ACTIVITY
Answer with a single number, the count of lines in the material below that contain the word "commented".

:: RECORDED INFORMATION

PR #2799, opened 2024-03-05
Add buftarget package

doriable:
This PR adds a `buftarget` package, which provides path targeting information
for a storage bucket:

- `BucketTargeting` provides information on a `ControllingWorkspace` if one was
found in the bucket, the input path, target paths, and target exclude paths
- `TerminateAtControllingWorkspace` has been consolidated to this package

The way the package is used is that when `bufctl.Controller` calls `buffetch/internal.Reader`
to get the storage bucket , `buffetch/internal.Reader` now also returns `buftarget.BucketTargeting`
alongside the bucket. `bufworkspace.WorkspaceProvider` then handles the workspace and module
targeting using `buftarget.BucketTargeting`. This removes the need to set input path, target paths,
and target exclude paths as workspace provider options, and is instead just passed through
`workspaceTargeting` and `moduleTargeting`.

This change also introduces some fallback logic in `workspaceTargeting` for inputs that did not
resolve to a controlling workspace.

Lastly, tests that were skipped previously for path/exclude-path behavior issues have been
unskipped and resolved accordingly.


bufdev (approved):
Approving to get this into `bufmod` as this is clearly an improvement over the status quo - we're going to do a line-by-line review as we go, but I've QA'ed the logic and done a basic pass, and we're in a much better state after this.

PR #2801, opened 2024-03-05
Bump google.golang.org/protobuf to v1.33.0

stefanvanburen:
Actually pulls in the changes to go.mod - followup to #2800.


bufdev (approved):

stefanvanburen:
We'll need to update to take into account https://github.com/protocolbuffers/protobuf/pull/15164.

private/pkg/protosource/file.go
```diff
@@ -143,7 +143,9 @@ func (f *file) PyGenericServices() bool {
 }
 
 func (f *file) PhpGenericServices() bool {
-	return f.fileDescriptor.GetOptions().GetPhpGenericServices()
+	// Support for PhpGenericServices was removed in
```
bufdev, line 146: This isn't really the "right" fix, really  we should be removing all of this. Give me a minute.

bufdev (approved):

PR #2802, opened 2024-03-06
Fix `WorkspaceDepManager` to handle v1 module default behavior and rename `InputDirPath` to `SubDirPath`

doriable:
We were not defaulting to `v1` module behavior in `WorkspaceDepManager`
when we do not find a `v2` workspace before this. Now, if no `v2` workspace
was found for `WorkspaceDepManager`, we treat the `subDirPath` as a `v1` module
by default.
Also, this renamed `InputDirPath` to `SubDirPath` for clarity.
Lastly, this puts in a quick fix for the a `buf config init` test, since the shape of the
default config has changed.

### DIFF
--- a/private/buf/bufworkspace/workspace_dep_manager_provider.go
+++ b/private/buf/bufworkspace/workspace_dep_manager_provider.go
@@ -90,5 +90,5 @@ func (w *workspaceDepManagerProvider) GetWorkspaceDepManager(
 	}
 	// Otherwise we simply ignore any buf.work.yaml that was found and attempt to build
 	// a v1 module at the SubDirPath
-	return newWorkspaceDepManager(bucket, bucketTargeting.InputDirPath(), false), nil
+	return newWorkspaceDepManager(bucket, bucketTargeting.SubDirPath(), false), nil
 }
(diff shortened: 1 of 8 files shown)


private/buf/bufworkspace/workspace_dep_manager_provider.go
```diff
@@ -82,12 +81,14 @@ func (w *workspaceDepManagerProvider) GetWorkspaceDepManager(
...
+		}
 	}
-	bufYAMLFile := controllingWorkspace.BufYAMLFile()
-	if bufYAMLFile.FileVersion() == bufconfig.FileVersionV2 {
-		return newWorkspaceDepManager(bucket, controllingWorkspace.Path(), true), nil
-	}
-	return newWorkspaceDepManager(bucket, bucketTargeting.InputDirPath(), false), nil
+	// Otherwise we simply ignore any buf.work.yaml that was found and attempt to build
+	// a v1 module at the SubDirPath
+	return newWorkspaceDepManager(bucket, bucketTargeting.SubDirPath(), false), nil
```
saquibmian, line 93: This is because `GetWorkspaceDepManager` only works on v2 workspaces or v1 modules (i.e., not v1 workspaces)?

saquibmian (approved):
Pulled this in core, all tests pass.

private/buf/bufworkspace/workspace_dep_manager_provider.go
doriable: Correct -- yeah, so we gate certain actions (`mod/dep update`, `push`, etc.) from being performed on `v1` workspaces, but `v1` modules are valid. This is done through an option.

https://github.com/bufbuild/buf/blob/c9ad23f6bc66b22f0d5683bea5c92e69e097c7a4/private/buf/bufworkspace/workspace_dep_manager_provider.go#L34-L41

PR #2803, opened 2024-03-06
Allow extra option locations in source info when building an image

jhump:
This is a feature I added to `protocompile` last year because it was easy to do because of the way that `protocompile` parses the option values.

(It can't easily be done in `protoc` because it doesn't actually parse message literals: it scans through the source to the end of the value, looking for a matching `{` that closes the opening `}`, and just stores the tokens in a [string value](https://github.com/protocolbuffers/protobuf/blob/v25.3/src/google/protobuf/descriptor.proto#L921). Later, the value is interpreted by using the Protobuf text format to unmarshal that string of tokens into a message.)

Apparently, I forgot to enable it in `buf` last year. I did this _specifically_ for things like linting custom options (like the protovalidate options), and we can see it pays off a bit in the updated test.

The motivation for me remembering to add this today, so many months later, is so that we can capture more of the comments when rendering custom options in generated docs.


jhump:
cc @gilwong00

bufdev (approved):
Can you run buf build -o tmp.bin on a sufficiently large repo before/after to see how big the diff is in size?

jhump:
> Can you run buf build -o tmp.bin on a sufficiently large repo before/after to see how big the diff is in size?

@bufdev, here's `buf.build/googleapis/googleapis`.
```
-rw-r--r--  1 jhumphries  staff  344112 Mar  6 16:53 after.bin
-rw-r--r--  1 jhumphries  staff  330527 Mar  6 16:52 before.bin
```

That's about 4% difference. I'm happy to run this on any other repos, if you can think of other good examples I should try.

bufdev:
This is fine. Make sure this is merged into `bufmod` when you're done.

jhump:
@mfridman suggested `buf.build/beta/googleapis` and `buf.build/envoyproxy/envoy`, too. Here are the updated numbers:
```
-rw-r--r--  1 jhumphries  staff   3271769 Mar  6 18:10 envoy-after.bin
-rw-r--r--  1 jhumphries  staff   3222085 Mar  6 18:12 envoy-before.bin
-rw-r--r--  1 jhumphries  staff  25166115 Mar  6 18:13 full-googleapis-after.bin
-rw-r--r--  1 jhumphries  staff  24874137 Mar  6 18:13 full-googleapis-before.bin
-rw-r--r--  1 jhumphries  staff    344112 Mar  6 16:53 slim-googleapis-after.bin
-rw-r--r--  1 jhumphries  staff    330527 Mar  6 16:52 slim-googleapis-before.bin
```
So 1.5% growth, 1.1%, and 4.1% respectively. Interestingly, the slimmed-down googleapis actually had the biggest delta. Average of 1.2% increase.

jhump:
> Make sure this is merged into bufmod when you're done.

Aye, aye!

PR #757, opened 2023-10-01
Autopopulate Test Data

erin-xu:
### Summary 
This PR adds buttons to the professor view page to add and delete test sessions. This feature will stay on the main branch and will be used by QMI members in the future for testing. The add button creates a session from 12:00am to 11:59pm for every day after the current day. The delete button deletes all sessions for the course. 

Screenshot 2023-10-01 at 2 37 18 PM

I had to make a few fixes in the process of implementing this:
- Update the current semester in `constants.ts` to FA23
- Fix the calendar week header. (The end date was one day later than it should be. So in the screenshot above, it used to be Oct 2 - Oct 9.)
- Update the start time range for retrieving sessions for a day. I changed the last line in the screenshot below from `<=` to `<`. Previously, sessions for 12:00am on October 9 would show up under October 2 because we were using `<=`.
    Screenshot 2023-10-01 at 2 47 05 PM

Let me know what you think about the placement of the buttons on the professor view page. For now, the add button creates one office hour session for each day, but would it be more helpful to populate the sessions a different way (multiple sessions per day, not every day, etc)? 

### Test Plan 
- [ ] Verify that the dates in the calendar week header are correct. 
- [ ] Check that clicking the `Auto Populate Sessions` button create one office hour session for the current day and every day that follows.
- [ ] Check that clicking the `Delete All Sessions` button deletes all office hours sessions for the course.
- [ ] Verify that office hour sessions appear under the correct dates in the professor calendar view.

### Breaking Changes 

None

- [ ] My PR adds a @ts-ignore

### DIFF
--- a/src/components/includes/CalendarWeekSelect.tsx
+++ b/src/components/includes/CalendarWeekSelect.tsx
@@ -79,7 +79,7 @@ class CalendarWeekSelect extends React.Component<Props, State> {
 
         const thisWeekEpoch = this.state.selectedWeekEpoch;
         const nextWeekEpoch = this.state.selectedWeekEpoch +
-            7 /* days */ * 24 /* hours */ * 60 /* minutes */ * 60 /* seconds */ * 1000 /* millis */;
+            6 /* days */ * 24 /* hours */ * 60 /* minutes */ * 60 /* seconds */ * 1000 /* millis */;
 
         return (
             <div className="CalendarWeekSelect">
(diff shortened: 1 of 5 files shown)


swang235:
Hi Erin, nice work! I like the placement of the buttons, I think the order makes sense. From my understanding, the purpose of the new buttons is just to make testing easier? I'm not too familiar with the current tasks that would benefit from the autopopulation, but I think making 1 daily OH session is fine!

burninglilies (approved):
Looks good! As a next step we can work on auto populating students in a queue somewhere only admins can access after we have a design so that we can use this to identify bugs in the future such as students disappearing from queue

PR #762, opened 2023-10-04
Format links and linkify comments

burninglilies:
### Summary 

Changed display of Questions from flex since Linkify makes each link a new component. Change in formatting shouldn't really affect comments in the future because comments have a character limit anyways. 
Linkified comments for both students and TA's 

TA View:
image

Student View:
image

Latest comment preview is intentionally not linkified:
image

### Breaking Changes 

None

- [ ] My PR adds a @ts-ignore

### DIFF
--- a/src/styles/session/SessionQuestionsComponent.scss
+++ b/src/styles/session/SessionQuestionsComponent.scss
@@ -225,7 +225,7 @@
     margin: 0em;
     color: #595959;
     font-weight: 300;
-    display: flex;
+    // display: flex;
     align-items: center;
     justify-content: space-between;
   }
--- a/src/styles/session/SessionQuestionsComponent.scss
+++ b/src/styles/session/SessionQuestionsComponent.scss
@@ -225,7 +225,6 @@
     margin: 0em;
     color: #595959;
     font-weight: 300;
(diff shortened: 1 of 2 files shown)


src/styles/session/SessionQuestionsComponent.scss
```diff
@@ -225,7 +225,7 @@
     margin: 0em;
     color: #595959;
     font-weight: 300;
-    display: flex;
+    // display: flex;
```
Sydney-tran, line 228:
```suggestion
```

Sydney-tran (commented):
Nice work Lily! Linkify-ing the comments will definitely be helpful for communication between students and TAs. One small comment I have is that you commented out some styling, but if you don't need it you can probably just remove that line to keep the files a little cleaner. Besides that, the PR looks good!

Just a related thought that I can also bring up at standup: the blue color that Linkify uses to signify that there is a link is quite similar to the QMI blue we use for text in some other places on the website that aren't links. This might be confusing for users so we might want to update it.

rgu0114 (approved):
Agree with Sydney's comments, also looked good during work session demo. LGTM!

PR #764, opened 2023-10-22
Richardgu/edit roles bug

rgu0114:
### Summary 

This PR addresses a bug with the edit role dropdown for the TA role selected, where much of the component is cut off on the right side.

image

To address this, we change the Dropdown component to open to the left instead of to the right.

### Test Plan 

The Dropdown is no longer getting cut off after this change

Screen Shot 2023-10-22 at 12 42 02 AM

### Notes 

Note that for the other roles (student and professor), the Dropdown appears slightly to the left from where it was previously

::::

RESULT
2